▶ [Aim of the exercise] If a line in the data below holds the word "failed", copy it.

▶ [Data to examine]
PR #5203, opened 2020-07-20
[language] Fix error in `remaining_gas` where we were rounding up

### LINKED ISSUE #5169: [Bug]No charge gas for some script execute error
# 🐛 Bug

Gas should also be charged when a user fails to execute a script due to, for example, passing the wrong parameter.

## To reproduce

**Code snippet to reproduce**
Run follow test at e2e_tests

```rust
# Your code goes here
# Please make sure it does not require any external dependencies

#[test]
fn test_invalid_argument_txn_gas_charge() {
    let mut fake_executor = FakeExecutor::from_genesis_file();
    let sender = AccountData::new(1_000_000, 0);
    fake_executor.add_account_data(&sender);

    let mut txn_data = TransactionMetadata::default();
    txn_data.sender = *sender.address();
    txn_data.max_gas_amount = GasUnits::new(100_000);
    txn_data.gas_unit_price = GasPrice::new(1);

    // get a SignedTransaction
    let txn = sender.account().create_signed_txn_with_args(
        StdlibScript::PeerToPeerWithMetadata
            .compiled_bytes()
            .into_vec(),
        vec![lbr_type_tag()],
        //miss all argument.
        vec![],
        0,
        gas_costs::TXN_RESERVED, // this is a default for gas
        0,                       // this is a default for gas
        LBR_NAME.to_owned(),
    );

    let output = fake_executor.execute_transaction(txn);
    assert!(!output.status().is_discarded());
    assert!(output.gas_used() > 0);
}

```

expect output.gas_used > 0, but fail.

**Stack trace/error message**
```
// Paste the output here

assertion failed: output.gas_used() > 0
thread 'tests::failed_transaction_tests::test_invalid_argument_txn_gas_charge' panicked at 'assertion failed: output.gas_used() > 0', language/e2e-tests/src/tests/failed_transaction_tests.rs:94:5
stack backtrace:

```

## System information

**Please complete the following information:**
- 
- 
- 

latest master

tzakian:
Remaining gas is subtracted from the original gas price. We want to round up
the gas used which is `max_gas_amount - remaining` so we actually want to round down `remaining` instead of
rounding it up.

Closes #5169

## Tests
Added test in the bug report to make sure this is fixed.

### DIFF
--- a/language/e2e-tests/src/tests/verify_txn.rs
+++ b/language/e2e-tests/src/tests/verify_txn.rs
@@ -6,7 +6,7 @@ use crate::{
     assert_prologue_disparity, assert_prologue_parity,
     compile::compile_module_with_address,
     executor::FakeExecutor,
-    transaction_status_eq,
+    gas_costs, transaction_status_eq,
 };
 use compiled_stdlib::transaction_scripts::StdlibScript;
 use compiler::Compiler;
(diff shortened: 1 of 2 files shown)


tzakian:
Good spot! This was introduced in #5032 due to the fact that we were rounding up in `remaining_gas` from the internal gas units when in fact this number should be rounded down/truncated. #5203 fixes this issue.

▶ [Answer below]
assertion failed: output.gas_used() > 0
thread 'tests::failed_transaction_tests::test_invalid_argument_txn_gas_charge' panicked at 'assertion failed: output.gas_used() > 0', language/e2e-tests/src/tests/failed_transaction_tests.rs:94:5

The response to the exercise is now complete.